Summary: If you want a quick and easy way to generate 3D models of a wide variety of gears in Fusion360, this tool is great. If you plan to manufacture (e.g. 3D print, CNC, etc.) the gears for a physical object in real life, you should pick a different plugin (more on that below).

Thank you to the GF Gear Generator team for providing this plugin! It's very gIt seems to work nicely for generating 3D models for a variety of gears, but for designing functional prototypes there are some improvements I would like to request.

+I wish the software would remember my last select parameters. If I'm making many spur gears that are a 1.0 module gear with 15 teeth, for example, each time I open the spur gear option, it resets to selecting "0.3 module" "17 teeth" by default.
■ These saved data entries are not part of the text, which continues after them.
PR #581, opened 2022-06-16
clinfo: use virtual opencl loader provider

jybros:
Hello,

Use **virtual/opencl-icd** as OpenCL provider instead of static Khronos **opencl-icd-loader** (similar to **PACKAGECONFIG[opencl]** found in OpenCV recipe).

One might decide to link straight with a specific OpenCL implementation (GPU-vendor specific, PoCL, ...). In that case one only needs to override **PREFERRED_PROVIDER_virtual/opencl-icd** once and for all.


kraj:
applied to master with 1667aef536

PR #584, opened 2022-06-20
fix(syslog-ng): warning about conf version

### LINKED ISSUE #583: syslog-ng: warning on startup
On kikstone branch, I got this warning when syslog-ng service starts on boot:
```
WARNING: Configuration file format is too old, syslog-ng is running in compatibility mode. Please update it to use the syslog-ng 3.36 format at your time of convenience. To upgrade the configuration, please review the warnings about incompatible changes printed by syslog-ng, and once completed change the @version header at the top of the configuration file; config-version='3.31'
```
I understand the version of the recipe is 3.36.x but the default config file (`syslog-ng.conf.sysvinit` in my case) indicates `@version: 3.31`, hence the warning.
Maybe we should consider incrementing the version in the file to `3.36`.

Nautigsam:
The service warned on startup about running in compatibility mode since the configuration version was "3.31" instead of "3.36".
Fixes #583.

### DIFF
--- a/meta-oe/recipes-support/syslog-ng/files/syslog-ng.conf.systemd
+++ b/meta-oe/recipes-support/syslog-ng/files/syslog-ng.conf.systemd
@@ -1,4 +1,4 @@
-@version: 3.31
+@version: 3.36
 #
 # Syslog-ng configuration file, compatible with default Debian syslogd
 # installation. Originally written by anonymous (I can't find his name)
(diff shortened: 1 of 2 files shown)


Nautigsam:
@akuster Not sure if a PR is acceptable, tell me if you prefer a real patch file.

kraj:
applied to master with e80ce510e1

PR #588, opened 2022-07-19
ttf-fonts: fix URIs, upgrade 1.004 -> 2.004

kazuki0824:


kraj:
applied with 6d05828e4a

PR #591, opened 2022-08-09
lapack: add packageconfig for lapacke

azaharia-wr:
Signed-off-by: Adrian Zaharia <Adrian.Zaharia@windriver.com>


kraj:
applied with d799db35da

That makes it cumbersome, especially when quickly testing multiplel gears with small changes to test what works best.

+When creating a worm gear, I like how a complementary spur gear is created to work with it. However, when they are generated, they are not automatically oriented such that they are meshed together. This means I have to take time to calculate and measure how and where to align them.
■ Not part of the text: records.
PR #594, opened 2022-08-20
Revert "Suppress eol in functionfs setup scripts (#147)"

tewarid:
This reverts commit db5f48734404a52ee5323659082f1d6baa225ca7.

It does not seem to be necessary any more and is impeding startup of adbd on a raspberry pi system built with clang, musl, and toybox.

Signed-off-by: Devendra Tewari <devendra.tewari@gmail.com>

### DIFF
--- a/meta-oe/recipes-devtools/android-tools/android-tools-conf-configfs/android-gadget-cleanup
+++ b/meta-oe/recipes-devtools/android-tools/android-tools-conf-configfs/android-gadget-cleanup
@@ -6,7 +6,7 @@ cd /sys/kernel/config/usb_gadget
 
 cd adb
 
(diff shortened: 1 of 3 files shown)


kraj (commented):
does this work on non toybox system e.g. with busybox ? can you check

tewarid:
doesn't work with busybox :(

closing this, will resubmit later

tewarid:
please don't integrate upstream, the problem isn't the reverted commit. #595 has the appropriate fix for the issue I am seeing.

kraj:
> please don't integrate upstream, the problem isn't the reverted commit. #595 has the appropriate fix for the issue I am seeing.

It has been dropped already thanks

+Backlash and Clearance features are essential if trying to 3D p rint/manufacture the gears, so it would be great to have those. Actually without the Backlash feature, it's difficult to use this plugin in a practical setting.

+When creating a gear, all the sketches and bodies associated with the gear get dumped into the top level component of the fusion360 file. This gets messy because it clutters up the main component with dozens of sketches. It would be great if the plugin either automatically created a new component, or dumped all the sketches into whichever component I have selected. (I think the former option might be preferable because it makes the process a bit faster for users creating multiple gears).

+It would be great when selecting gear parameters, for the window to also show a preview of some of the other dimensions of the gear that will result. For example, in the Gear sample plugin that comes with Fusion360, when you select a Module of 0.5 and 20 teeth, it will tell you that the Pitch Diameter is going to be 10mm. It shows other resulting parameters as well, allowing one to quickly tweak the user-entered parameters and see what will happen, without needing to generate and then inspect the gear afterwards.